The placement of a rigid framework into the temporarily functional prosthesis can ensure that the prosthesis possesses sufficient weight-bearing strength. This placement enables patients to walk with the aid of crutches, effectively protects the muscles and soft tissues around the hip joint and maintains good tensions of and blood supplies for the muscular tissues around the hip. Meanwhile, it prevents bone loss due to prolonged bed rest and enhances the anti-infection capacity of local tissues. In the present study, the mean Harris score was 46.7 before debridement, which increased to 66.5 during the operative interval and then to 92.3 after the second operation. Both of these scores were better than that reported in another study involving the application of prostalac system [17]. Patients in this study could walk during the whole treatment period, and their life quality was greatly improved. No prosthetic fracture occurred during the treatment period. In addition, although antibiotic-loaded cement prosthesis on the acetabular side was not used in this study, the results did not show walking pain among the patients or a reduced infection recovery rate of them.

The infected hip treatment system in this study is made using a patent die (Chinese utility patent no.: 1072294) and 5 % vancomycin-containing bone cement. The whole making process is simple and highly repeatable. A proper prosthesis can be made according to the sizes of the femoral marrow cavity and acetabulum during operation. Compared to the prostalac system [18], this system is simpler in use and much lower in treatment costs, and meanwhile better improves patients’ life quality, brings about a higher Harris score, and increases infection recovery rate. In this study, the interval between the first and second operations was prolonged to 12–24 weeks rather than the conventional 6–12 weeks. This prolongation was out of the following considerations: (1) There is still an infection recurrence rate between 10 and 15.1 % after one- or two-stage antibiotic-containing revision hip arthroplasty (6); (2) 5 % vancomycin in bone cement is still at an effective bacterium-killing concentration in local areas at 24 weeks; and; (3) antibiotics in temporary prosthesis can work for more than 4 months in vivo [19].

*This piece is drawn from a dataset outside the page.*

PR #256, opened 2018-06-11
Add UpdateMachine tests for AWS actuator.

dgoodwin:


pkg/clusterapi/aws/actuator.go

The consequences of infected hips are disastrous, and their treatment has become the difficulty in joint surgery. Although the successful application of prostalac system has given great encouragement and inspiration to scholars, its complicated manufacturing process and high treatment costs force them to develop systems which are simpler in use, lower in cost, better in hip functional protection, and higher in infection recovery rate. In the present study, we used self-developed temporarily functional antibiotic-containing cement prosthesis, whose clinical value for infected hips is initially confirmed.